Le gros défi, c’est la consommation et l’autonomie, qui sont évidemment liés. La noblesse d’un moteur électrique, c’est son rendement, c’est-à-dire ce qu’il peut offrir en termes de puissance et d’agrément pour une quantité d’énergie la plus faible possible. Dans un esprit de transfert de technologie, la Formula E est aussi un excellent laboratoire pour la voiture de série. De manière très concrète, nous avons développé des interfaces avec la marque et Jean-Eric Vergne pour permettre aux clients d’optimiser la consommation d’énergie de leurs voitures.

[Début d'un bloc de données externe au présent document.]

PR #654, opened 2014-01-23
Fixed broken link from L.mapbox.map page to L.map

lyzidiamond:
Was linking to .../l-map, but actual page is .../l-map-class!


mourner:
@jfirebaugh forgot to comment?

jfirebaugh:
Huh, no: apparently, when you delete a branch that a pull-request is targeting, it gets closed automatically without comment. Sorry about that @lyzidiamond -- we're doing some reshuffling behind the scenes and the docs branch is now `mb-pages`.

That said, I was meaning to comment on this pull request anyway. The file you updated is auto-generated via [a script](https://github.com/mapbox/mapbox.js/blob/mb-pages/_docs/generate.js), so ideally this should be addressed there so that future versions don't have the same broken link. I'll open an issue on this.

lyzidiamond:
Noted!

Finissons sur le championnat, où Envision Virgin Racing est actuellement en tête du classement Constructeurs alors qu’il s’agit d’une écurie cliente, qui loue son moteur à Audi. Pensez-vous que ce soit acceptable ?

Le règlement est fait pour que les écuries clientes puissent rivaliser avec les constructeurs. C’est l’esprit de la discipline, et je trouve que c’est bien ainsi. Envision Virgin Racing est une équipe historique en Formule E, et cela ne me dérange pas qu’ils mènent au championnat, du moment qu’à la fin nous soyons devant…

Le point sur les championnats après 11 courses 

Pilotes : 1. S. Bird 81 Pts, 2. A.F. Da Costa 76, 3. R. Frijns 76, 4. E. Mortara 72, 5. N. Cassidy 70, 6. J.E. Vergne 68, 7. R. Rast 61, 8. M. Evans 60, 9. P. Wehrlein 60, 10.  N. De Vries 59, 11. O. Rowland 59, 12.  L. Di Grassi 54, 13. S. Vandoorne 54, 14. M. Günther 54, 15. J. Dennis 54, 16. A. Sims 44, 17. A. Lynn 34, 18.  A. Lotterer 32, 19. N. Müller 30, 20. S. Buemi 20, 21. N. Nato 17, 22. O. Turvey 13, 23. S. Sette Câmara 12, 24. T. Blomqvist 5, 25. J. Eriksson 0

Equipes : 1. Envision Virgin Racing 146 Pts, 2. DS Techeetah 144, 3. Jaguar Racing 141, 4. Audi Sport Abt Schaeffler 115, 5. Mercedes-Benz EQ 113, 6. BMW i Andretti Motorsport 108, 7. Tag Heuer Porsche Motorsport 92, 8. Rokit Venturi Racing 89, 9. Nissan e.dams 79, 10. Mahindra Racing 78, 11.  Dragon/Penske Autosport 42, 12. NIO 333 Racing 18.